Sunyi yang dimaksud adalah pelatarannya bernuansa Islam sehingga terlihat kalau hal itu lazim terjadi dalam tradisi bulan Ramadan. Dan berisik pada konteks tersebut menceritakan bahwa, budaya konsumtif telah tertancap hingga menyentuh aspek peribadatan yang diatur oleh Islam dalam ibadah puasa.

Kita bukan mengacuhkan persaudaraan, kebersamaan—ukhuwah— dengan berpandangan seperti seorang individualis, walaupun sebagian orang tidak setuju seperti itu karena dianggap menolak keakraban sosial. Hal yang persis sama bahwa kita tidak punya legitimasi apa-apa untuk membatasi orang lain yang membutuhkan ruang yang menurut mereka benar.

Ramadan seharusnya menjadi bulan penghematan—menahan diri, kerap menjelma gelaran festival konsumsi. Di pusat perbelanjaan dan belum lagi di telepon genggam, promosi “Spesial Ramadan” menggoda dengan diskon besar-besaran. Kita dengan kerelaan berdesak-desakan di mall, pertokoan, butik, restoran, dan sebagainya hanya untuk memperoleh kelas sosial tertentu.

Memang ada anjuran dari Nabi Muhammad SAW, yang sabdanya diriwayatkan Al Baihaqi dan Al Hakim dari Hasan bin Ali, ia berkata, Rasulullah SAW telah memerintahkan kami pada dua hari raya agar memakai pakaian terbaik yang kami temukan. Imam Syafi’I juga bilang, aku senang dalam dua hari raya orang hendaknya keluar dengan baju terbaik yang ia temukan.

Letak problematikanya adalah kekeliruan memaknainya, namun tidak menutup kemungkinan frasa ‘pakaian terbaik’ dimaknai adalah pakaian baru dan bermerek. Sampai-sampai sering tidak merasa cukup, kita lalu mengumpulkan begitu banyak barang, menumpuknya, seolah ramadhan adalah ajang perburuan produksi.

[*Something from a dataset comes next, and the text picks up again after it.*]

PR #293, opened 2023-11-10
machineuser email change

julien-c:


julien-c:
Closing given it's being done in #292 too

Dalam istilah, saya biasa menyebutnya konsumen gampangan: adalah mengorbankan keintiman batin yang harusnya terjaga dan dikontrol oleh pikiran yang logis yang sebenarnya jadi salah satu output pendidikan puasa.

Seperti contoh diatas, bahwa kapitalis tidak tinggal diam dalam menyiasati setiap fenomena yang tumbuh di masyarakat meskipun komunitas masyarakat tertentu sedang dalam ritual keagamaan yang menjadi kewajiban umat beragama. Bukan lagi sesuatu yang absurd, perkembangan teknologi informasi selain menyuguhkan percepatan pengembangan tiap sektor, terdapat efek yang mempengaruhi kultur masyarakat.

Masyarakat disulap melalui rekayasa algoritma untuk menggeser kecenderungan naluriah yang berintensitas tinggi, menjadi sekumpulan robot yang bergerak sesuai tanda yang melintas di banyak platform media.

Bahwa berbagai fenomena yang muncul khususnya sehimpun nilai yang tergeser dari anjuran puasa. Alasan yang mendorong hal tersebut, argumentasi jika manusia memiliki kebutuhan-kebutuhan yang membawanya menuju pada objek yang memberinya kepuasan. Seperti kata Jean Baudrillard dalam Masyarakat Konsumsi (2004), sistem kebutuhan adalah produk dari sistem produksi, bahwa kebutuhan tidak dibuat satu per satu dalam hubungan dengan objek-objek lain tetapi dibuat produksi sebagai kekuatan konsumtif.

Walaupun studi psikologi menjelaskan manusia akan mengejar apa-apa yang dibutuhkannya, kasus yang terjadi merupakan sebuah paradoks, bahwa berpuasa yang diperintahkan dan sudah diterangkan dalam kitab suci, kitab hadits dan tafsir, seakan-akan hilang manakala Ramadan tiba.

Mencermati ini semua, apakah substansi dan nilai-nilai puasa justru berpotensi mengalami pergeseran?